This allowed the company more than double the frequencies: the 8080 best chips came in 1974 at a frequency of 2 MHz. The 8080 was integrated into a lot of devices, and this brought a lot of software developers, such as the then young Microsoft Focus on Intel processors.

8086

The 8086 was the first x86 processor. This 16-bit chip could manage 1 MB of memory using a 20-bit external bus. The clock frequency was 4.77 MHz, basically low, considering that at the end of his career this processor reached 10 MHz.

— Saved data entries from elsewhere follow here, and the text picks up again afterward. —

PR #10488, opened 2026-08-25
fix(matchers): mark grader failures as grader errors in factuality and closed-QA

### LINKED ISSUE #10481: Do not collapse factuality/closed-QA grader failures into assertion failures
## Problem

Model-grader execution failure and assertion failure are different outcomes:

```text
grade says criterion is false  !=  grader could not produce a valid grade
```

Promptfoo already encodes this distinction in `graderFail(..., metadata.graderError=true)`, and the nearby `isGraderFailure` comment explicitly says a grader error is not evidence that the criterion was or was not met.

However, current `matchesFactuality()` and `matchesClosedQa()` still do this when the grading provider returns an error or no output:

```ts
if (resp.error || !resp.output) {
  return fail(resp.error || 'No output', resp.tokenUsage);
}
```

That produces an ordinary `pass: false, score: 0` result with no grader-error marker. `matchesFactuality()` also uses plain `fail(...)` for malformed grader output.

This is especially problematic in CI/regression evaluation: transient judge/provider failures can look like regressions in the system being evaluated.

## Expected behavior

A provider/transport/no-output/malformed-grader failure should remain distinguishable from a valid semantic grade of `false`.

At minimum, these paths could use the existing `graderFail(...)` semantics consistently. Ideally the final evaluation/reporting layer should surface exhausted grader failures as `ERROR`/unknown rather than include them as ordinary assertion failures in quality metrics.

A useful regression would make the grader provider return an error and verify that the result is marked as grader failure, while a valid grader response of `N`/factual disagreement remains a normal failed assertion.

Related: #7077 reported the same practical symptom for unstable LLM graders; `llm-rubric` has since moved toward row-level error handling, but these sibling model-graded paths still collapse the two states.

he-yufeng:
Fixes #10481.

## Summary

`matchesFactuality` and `matchesClosedQa` collapsed grader execution failures into ordinary assertion failures: a provider error or an empty/malformed grader response came back as `pass: false, score: 0` with no marker, so a transient judge outage reads as a regression in the system under test.

## Fix

Those paths now return through `graderFail` (the existing `metadata.graderError` convention from `matchers/shared.ts`) instead of plain `fail`: provider/transport errors, empty outputs, and malformed grader answers (including the closed-QA branch that ends in neither Y nor N, and the factuality JSON/legacy parse failures). A grader failure is not evidence that the criterion was or was not met, and inverse-aware callers already propagate marked results verbatim.

## Verification

- New test pins the provider-failure shape (`pass: false` with `metadata: { graderError: true }`); the existing invalid-category case updated to the new intentional shape.
- `npx vitest run test/matchers test/assertions`: 1723 passed (81 files).
- `tsc --noEmit` clean; Biome reports only the pre-existing `renderPrompt` complexity warning.


he-yufeng:
Same defect family as #10904, complementary rather than duplicate: this PR marks grader failures as grader errors on the factuality failure paths, while #10904 stops `not-classifier` / `not-search-rubric` from inverting a grader/transport failure into `pass: true`. A reviewer landing on either should see both so the family ships coherently.

PR #10504, opened 2026-08-26
docs(site): add missing assertion types to the reference tables

no-hup:
The assertion reference tables in `site/docs/configuration/expected-outputs/index.md` are missing five assertion types that are registered in `src/assertions/index.ts` and already documented elsewhere on the site:

- `finish-reason`, `word-count`, `tool-call-f1` (deterministic — each has a section in deterministic.md, and deterministic.md's own local table already lists them)
- `agent-rubric`, `search-rubric` (model-graded — each has a dedicated page)

This adds the five rows with links to the existing docs. No content changes beyond the tables.


no-hup:
Renamed the PR to `docs(site):` per the site commit convention — squash merge will pick that up as the commit subject.

no-hup:
Quick bump on this one. It's docs-only — adds the five registered assertion types (finish-reason, word-count, tool-call-f1, agent-rubric, search-rubric) that are missing from the reference tables in index.md. Each is checked against src/assertions/index.ts. Happy to rebase if it's drifted.

PR #10506, opened 2026-08-26
feat(providers): add Volcengine Ark (Doubao) provider

chyroc:
## Summary

Adds a `volcengine` provider for [Volcengine Ark](https://www.volcengine.com/product/ark) (火山引擎方舟), ByteDance's model platform that serves the Doubao (豆包) family plus hosted open-source models.

Ark exposes an OpenAI-compatible endpoint at `https://ark.cn-beijing.volces.com/api/v3`, so `VolcengineProvider` extends `OpenAiChatCompletionProvider` and follows the existing `src/providers/deepseek.ts` pattern closely — model/price table, `calculateVolcengineCost`, cached-token accounting off `usage.prompt_tokens_details.cached_tokens`, and a `createVolcengineProvider` factory.

```yaml
providers:
  - id: volcengine:doubao-seed-2-1-pro-260628
```

Auth uses `ARK_API_KEY`. Ark-specific options such as deep thinking are passed through the standard OpenAI `extra_body` mechanism:

```yaml
providers:
  - id: volcengine:doubao-seed-2-1-pro-260628
    config:
      extra_body:
        thinking:
          type: enabled
        reasoning_effort: high
```

## Pricing

Volcengine publishes prices in CNY per million tokens; the table converts at **6.737012 CNY/USD (2026-08-26)**, noted in a comment above the model list. Several Doubao models are tiered by input length (32k / 128k / 256k) — the provider uses the base tier and says so in the comment, rather than reshaping promptfoo's shared cost structure.

Sources:

- [Base URL and authentication](https://www.volcengine.com/docs/82379/1298459)
- [Model list and capabilities](https://www.volcengine.com/docs/82379/1330310)
- [Model pricing](https://www.volcengine.com/docs/82379/1544106)
- [OpenAI SDK compatibility](https://www.volcengine.com/docs/82379/1330626)

## Changes

- `src/providers/volcengine.ts` — provider implementation and model/cost table
- `src/providers/registry.ts` — register the `volcengine:` prefix
- `src/util/provider.ts`, `src/contracts/env.ts`, `src/commands/exampleAliases.ts`, `site/static/config-schema.json` — the usual registration points
- `src/app/**` — provider recognized in the eval-creator dialog and docs map
- `site/docs/providers/volcengine.md` + index entry
- `examples/provider-volcengine/`
- `test/providers/volcengine.test.ts` and additions to the existing registry/provider tests

## Testing

- `vitest run test/providers/volcengine.test.ts` — 29 passed
- `vitest run test/providers.test.ts test/providers/registry.test.ts test/providers/volcengine.test.ts` — 296 passed
- `biome check` clean on all touched files

I don't have a paid Ark account on hand, so the cost math and request shaping are covered by unit tests rather than a live API call. Happy to adjust naming, the model set, or anything else to match project conventions.


chyroc:
Pushed a correction. I'd included short aliases like `doubao-seed-2.1-pro` and `glm-5.2` alongside the versioned IDs, but Ark rejects those with `InvalidEndpointOrModel.NotFound` — only fully versioned IDs resolve (plus `doubao-seed-evolving`, which is a rolling alias). Dropped the 14 bogus entries; the remaining 15 were each called against the live API through `createVolcengineProvider`, and the cost math checks out against real `usage` payloads. 296 tests pass, biome + prettier clean.

chyroc:
Thanks, these were good. Fixed in the latest push:

- **cached tokens** — right, `response.raw` is never set and the adapter normalizes to `tokenUsage.completionDetails.cacheReadInputTokens`. That branch was dead code, so cached prompt tokens were billing at the full input rate. Now reads the normalized field.
- **nested secrets in `toJSON()`** — the registry passes the whole `ProviderOptions` as `config`, so `config.config.apiKey` survived. Now strips the wrapper keys before handing config to the base class.
- **`ARK_API_BASE_URL`** — was declared but never read. Now resolved between an explicit `apiBaseUrl` and the Beijing default.
- **prompt-level cost overrides** — merged into the recalculation so they stay authoritative.
- **`completion_tokens: 0`** — was dropping the prompt charge; now only missing/non-finite skips pricing.
- **bare `volcengine` ID** — predicate accepts it now, and unimplemented sub-types (`:embedding`, `:responses`, …) throw instead of silently hitting chat completions.
- **`VOLCENGINE_API_KEY`** — removed, the provider only reads `ARK_API_KEY`. Regenerated the schema.

Coverage on the new file is 100% lines / 97.7% branches, and I re-ran all 15 models against the live Ark API after the refactor.

One note on the edge baseline: `providers -> legacy-contracts` goes 277 → 278 for the `../types/index` import, which every provider here already makes — `deepseek.ts` has an identical import list. Happy to take a different approach if you'd rather not bump it.

chyroc:
All three were right, fixed:

- **Flash GA pricing** — docs had the pre-correction numbers, runtime table had the current ones. Both now read CNY 3.00 / 0.10 / 9.00 per the [price page](https://www.volcengine.com/docs/82379/1544106). I diffed every model's doc prices against the table while I was in there; that was the only stale one plus a rounding slip on turbo.
- **cached tokens vs cost overrides** — a user setting `cost`/`inputCost` was getting their rate on fresh tokens and the built-in rate on cached ones. Now falls through `cacheReadCost ?? inputCost ?? cost`. An explicit `cacheReadCost` still wins.
- **passthrough.model** — bills against it now instead of the provider path's model, matching what `calculateResponseCost` already does upstream.

309 tests pass, tsc/biome/prettier clean, and I re-ran all 15 models against the live API after the change.

PR #10507, opened 2026-08-26
fix(redteam): preserve cached generation and retry accounting

jameshiester-oai:
## Summary

- Preserve cached MCP attacker and red-team generation usage in the logical scan footprint while excluding it from incurred usage.
- Restore incurred cost when retry rebuilds persisted evaluation metrics, including mixed legacy and cached results.
- Cover cached plugin, strategy, extraction, goal-generation, MCP materialization, generation-event ownership, and persisted retry paths.

## Verification

- 667 focused unit tests and 36 persisted retry integration tests pass.
- An isolated local CLI evaluation completes successfully and its exported result contains the expected request accounting.
- Pinned Biome checks pass. Full local typechecking remains blocked by pre-existing Langfuse, Slack, and Anthropic dependency mismatches in the shared worktree installation.

### DIFF
--- a/src/node/retry.ts
+++ b/src/node/retry.ts
@@ -248,7 +248,8 @@ export async function recalculatePromptMetrics(evalRecord: Eval): Promise<void> 
         // Update scores and other metrics
         metrics.score += result.score ?? 0;
         metrics.totalLatencyMs += result.latencyMs || 0;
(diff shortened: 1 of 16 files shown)


alandelong-oai (approved):
Approving but might be worth addressing the p2s that codex posted

PR #10510, opened 2026-08-26
fix(mcp): forward per-server env to Claude Agent SDK stdio servers

### LINKED ISSUE #10509: Claude Agent SDK provider drops per-server `env` for stdio MCP servers
## Bug Description

## Where

```ts
} else if (config.command) {
} else if (config.path) {
}
```

```ts
    type?: 'stdio';
    command: string;
    args?: string[];
    env?: Record<string, string>;
    ...
};
```

## Repro

```yaml
providers:
    config:
      mcp:
        servers:
          - name: my-server
            command: uvx
            args: ['my-mcp-server']
            env:
```

## Impact

## Suggested Fix

```ts
} else if (config.command) {
} else if (config.path) {
  ...
}
```

## Environment

he-yufeng:
## Summary

Fixes #10509. For the `anthropic:claude-agent-sdk` provider, a per-server `env` map configured under `mcp.servers[]` (or `mcp.server`) was silently dropped for stdio-type servers: neither the `command` nor the `path` branch of `transformMCPServerConfigToClaudeCode` read it, so the spawned MCP server ran without the environment the user configured.

`MCPServerConfig` gains the `env` field, and both stdio branches forward it (the SDK's `McpStdioServerConfig` accepts `env?: Record<string, string>`). The `env` key is omitted entirely when a server has no env map, so existing configs produce byte-identical output.

## Test plan

Four new cases in `test/providers/mcp/transform.test.ts`: env forwarded for the `command` branch, env forwarded for the `path` branch, the key omitted when unset, and the single `server` entry handled like `servers`. `npx vitest run test/providers/mcp/transform.test.ts`: 24 passed. `npm run tsc` clean; biome and prettier hooks pass on the touched files.

## Notes

This PR was prepared with AI assistance (Kimi K3); all verification above was run locally.


mldangelo:
Superseded by #10557, which just landed and fixes #10509 more completely.

Your diff is correct as far as it goes, and the four transform tests were the best coverage of the three PRs racing this issue — thank you for writing them. The reason #10557 won out is scope: forwarding `env` in `transformMCPServerConfigToClaudeCode` covers the Claude Agent SDK path, but promptfoo's own `MCPClient` (`src/providers/mcp/client.ts`) spawns stdio servers for the Anthropic, OpenAI and Google MCP providers and was dropping `env` on both of its branches too. #10557 covers both, validates the field in `validateMCPConfigForClaudeCode`, and marks a non-empty `env` map as cache-sensitive so a credential-bearing server never lands in a persistent cache key.

The merged version also carries docs for the new field and, separately, #10628 tightened secret redaction so credential-named variables in an `env` map are no longer persisted in cleartext with eval results.

Sorry for the duplicated effort — three PRs arrived for this issue within four days. Please do keep sending fixes.

PR #674, opened 2020-08-25
Bug 1861224: Disable LogFowarding when legacy protocols in use

periklis:
### Description
This PR addresses a manual cherry-pick of #625 due to merge conflicts (see [here](https://github.com/openshift/cluster-logging-operator/pull/625#issuecomment-679119028)). In detail the PR backports the fix to allow using `LogForwarding` exclusively from legacy forward methods for syslog and fluentd-forward.

### Notes to the patch-manager
The merge-conflicts mentioned above manifest in the following features added to `release-4.5` and upwards and not present in `release-4.4`. The features are applied in the fluentd configuration generation and thus test development in upwards branches need to be slimmed down in downwards branches. Features in play (See expected fluentd configs `output_conf_legacy_test.go `):
- Filtering application logs per namespace
- Switch of the data model to static indices, e.g. `infra-write`
- Flatting kubernetes labels

### Disclaimer
This PR needs to include backporting the fix provided by #542 for >4.5. The reason we need this fix with the current PR is that we made LogForwarding exclusive from legacy methods. In turn `NUM_OUTPUTS` will always result to zero and needs a reset to one.

/cc @jcantrill @igor-karpukhin

### DIFF
--- a/files/fluentd/run.sh
+++ b/files/fluentd/run.sh
@@ -74,6 +74,10 @@ if [ ! -f "$FLUENT_CONF" ] ; then
     exit 1
 fi
 NUM_OUTPUTS=$(grep "path.*'$FILE_BUFFER_PATH" $FLUENT_CONF | wc -l)
+if [ $NUM_OUTPUTS -eq 0 ]; then
+    # Reset to default single output if log forwarding outputs all invalid
+    NUM_OUTPUTS=1
+fi
 
 # Get the available disk size.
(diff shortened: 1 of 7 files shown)


periklis:
@sdodson Can we pick this one soon please for the next 4.4 z-stream release?

periklis:
@derekwaynecarr Can we pick this for the next 4.5 z-stream? It eliminates some confusion in customer cases and makes troubleshooting less prone to false negatives.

Thanks to the 16-bit managed two 8-bit instructions simultaneously. The 8086 used the first ISA x86 review, still used by AMD and Intel.

80186 and 80188

In the 8086 they followed several other processors based on the same 16-bit architecture. The first was the 80186. Intel migrated various hardware components usually located on the motherboard inside the CPU, as the clock generator, the interrupt controller and timer. By integrating these components in the 80186 processor he proved several times faster 8086. Intel also increased the frequency to get more performance. The 80188 was a less expensive variant with a halved bus.

80286

Introduced in the same year dell'80186, the 80286 was three times faster than the 8086 at the same frequency. It could handle 16 MB of memory through a 24 bit bus address. It was the first x86 with a unit of memory management unit (MMU), which allowed to administer the virtual memory. As the 8086, he had no floating-point unit (FPU): relied on a x87 (80287) co-processor. The maximum frequency reached 12.5 MHz.

IAPX 432

iAPX 432 was the first attempt by Intel to separate dall'x86. From this solution, the company expected performance times more than x86 solutions. The processor, however, had no luck due to large architectural problems. The x86 processors were relatively complex, but the iAPX 432 brought CISC to a new level of complexity.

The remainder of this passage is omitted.